In a startling development that has sent shockwaves through Washington's institutional framework, a series of unprecedented physical confrontations between government agencies highlights what some experts are calling a dangerous new frontier in American governance. These incidents, involving a group known as DOGE (Department of Government Efficiency) operating under Elon Musk's leadership, represent a potential inflection point in how power is exercised within the federal system.

The first warning signs appeared when DOGE representatives attempted to enter the US Africa Development Foundation, an independent agency. Upon initial refusal, they returned the following day with individuals claiming to be US Marshals who were reportedly armed. Using physical force, they gained entry, locked out staff, and changed the locks. More recently, after being turned away from the US Institute of Peace, DOGE representatives returned with apparent FBI support and, according to reports, broke into the building. When the Institute called DC police for assistance against trespassers, officers instead facilitated DOGE's entry and removed Institute officials.

These incidents represent a fundamental shift: the substitution of legal process with physical force. Traditionally, disputes over agency independence or executive authority would be settled through courts, legal opinions, or legislative action. The introduction of armed personnel to resolve such disputes signals a dangerous precedent where institutional boundaries are determined not by law but by force.

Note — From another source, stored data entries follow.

PR #1994, opened 2026-05-09
fix: hint shell builtins in command-not-found error

kimjune01:
Closes #1944.

When `fd -x cd` (or any shell builtin) fails with "command not found", the error now explains that the command is a shell builtin and shows how to invoke it through a shell:

```
[fd error]: Command not found: cd. Note: cd is a shell builtin, not a standalone
program. To run shell builtins, invoke a shell explicitly,
e.g. fd -x sh -c 'cd ... "$1"' sh {}
```

Non-builtins still get the plain "Command not found: foo" message.

The builtin list covers POSIX and common bash builtins that don't have standalone executables. Commands like `echo`, `printf`, and `test` are excluded since they typically exist as `/usr/bin/` binaries and work fine with `-x`.

Changelog entry added.

PR #2005, opened 2026-05-16
fix: hint shell builtins in command-not-found error (fixes #1944)

### LINKED ISSUE #1944: 'command not found' when running fd with `-x cd`
### Checks

Attempting to run fd with arguments including -x cd.
I get the output:
[fd error]: Command not found: cd

fd cds to the output (assuming only one directory is found)

fd 10.4.2

```shell
Linux 6.12.76_1 x86_64
LSB Version:	1.0
Distributor ID:	VoidLinux
Description:	Void Linux
Release:	rolling
Codename:	void
```

wyf027:
## Summary

Fixes #1944 with the same approach as #1994 by @kimjune01, plus a one-line **clippy** fix (`SHELL_BUILTINS.contains(&program)`).

## Note on #1994

[#1994](https://github.com/sharkdp/fd/pull/1994) has the same feature but CI fails on `clippy::manual_contains`. I’m happy to **close this PR** if #1994 is updated — opening this only so maintainers have a green CI option.

## Testing

- `cargo test builtin_tests`

### DIFF
--- a/src/exec/command.rs
+++ b/src/exec/command.rs
@@ -98,18 +98,83 @@ pub fn execute_commands<I: Iterator<Item = io::Result<Command>>>(
     ExitCode::Success
 }
 
+/// Common shell builtins that typically do not exist as standalone executables.
+/// When fd encounters a "command not found" error for one of these, it hints
+/// that the user may be trying to use a shell builtin.
+const SHELL_BUILTINS: &[&str] = &[
+    ".", "alias", "bg", "bind", "cd", "command", "declare", "dirs", "eval", "exec", "exit",
+    "export", "fg", "hash", "help", "history", "jobs", "let", "local", "logout", "popd", "pushd",
+    "read", "readonly", "return", "set", "shift", "shopt", "source", "suspend", "times", "trap",
+    "type", "typeset", "unalias", "unset", "wait",
+];
+
+fn is_shell_builtin(program: &str) -> bool {
+    SHELL_BUILTINS.iter().any(|&b| b == program)
+}
+
+fn command_not_found_message(program: &str) -> String {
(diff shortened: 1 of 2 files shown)


wyf027:
All CI checks are green and the branch is mergeable with `master`. Still happy to close this in favor of #1994 if that PR picks up the `contains()` clippy fix — just offering a ready-to-merge option for #1944.

src/exec/command.rs
```diff
@@ -98,13 +98,37 @@ pub fn execute_commands<I: Iterator<Item = io::Result<Command>>>(
...
+fn is_shell_builtin(program: &str) -> bool {
+    SHELL_BUILTINS.contains(&program)
+}
+
+fn command_not_found_message(program: &str) -> String {
+    if is_shell_builtin(program) {
+        format!(
+            "Command not found: {program}. Note: {program} is a shell builtin, \
+             not a standalone program. To run shell builtins, invoke a shell explicitly, \
+             e.g. fd -x sh -c '{program} ... \"$1\"' sh {{}}",
```
ded-furby, line 120: This example is Unix-specific. On Windows, suggesting `sh -c` will usually fail, so the new diagnostic replaces one confusing error with another. Could we make the hint platform-neutral here, or choose the example based on the target shell/OS instead?

ded-furby (changes requested):
Thanks for getting a green version of this fix up. There is one cross-platform problem to address before merge: the new hint hardcodes `sh -c`, which is Unix-specific. `fd` supports Windows targets in CI, and on those builds the suggested command is likely to fail with another command-not-found error. I think this should either use a platform-neutral hint or switch examples per platform.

The Collapse of Institutional Independence

If normalized, this approach to governance would effectively eliminate the concept of independent agencies within the federal system. Agencies established by Congress to operate with degrees of independence from direct executive control—a hallmark of American administrative design—would exist at the pleasure of whoever controls the coercive apparatus of the state.

The US Institute of Peace and the US Africa Development Foundation were both created by Congress with specific independence provisions. Their ability to resist executive overreach depends entirely on other institutions respecting their statutory independence. When armed personnel override these legal protections, the entire framework of checks and balances begins to unravel.

The Privatization of Government Force

Perhaps most alarming is the apparent delegation of government coercive power to private entities. DOGE, led by presidential donor Elon Musk, appears to be exercising authority to deploy or direct federal law enforcement resources, including allegedly armed US Marshals and FBI agents. This represents a potentially unprecedented privatization of government force.

In functional democracies, the use of state force follows clear chains of command, with transparent legal authority and accountability mechanisms. The involvement of private citizens directing armed federal agents against other government entities exists in a dangerous gray area outside established constitutional frameworks.

The Path to Authoritarian Governance

Democracy scholars have long identified the politicization of law enforcement and security forces as a critical warning sign of democratic backsliding. When armed agents become tools of political factions rather than neutral enforcers of law, the fundamental compact of democratic governance begins to dissolve.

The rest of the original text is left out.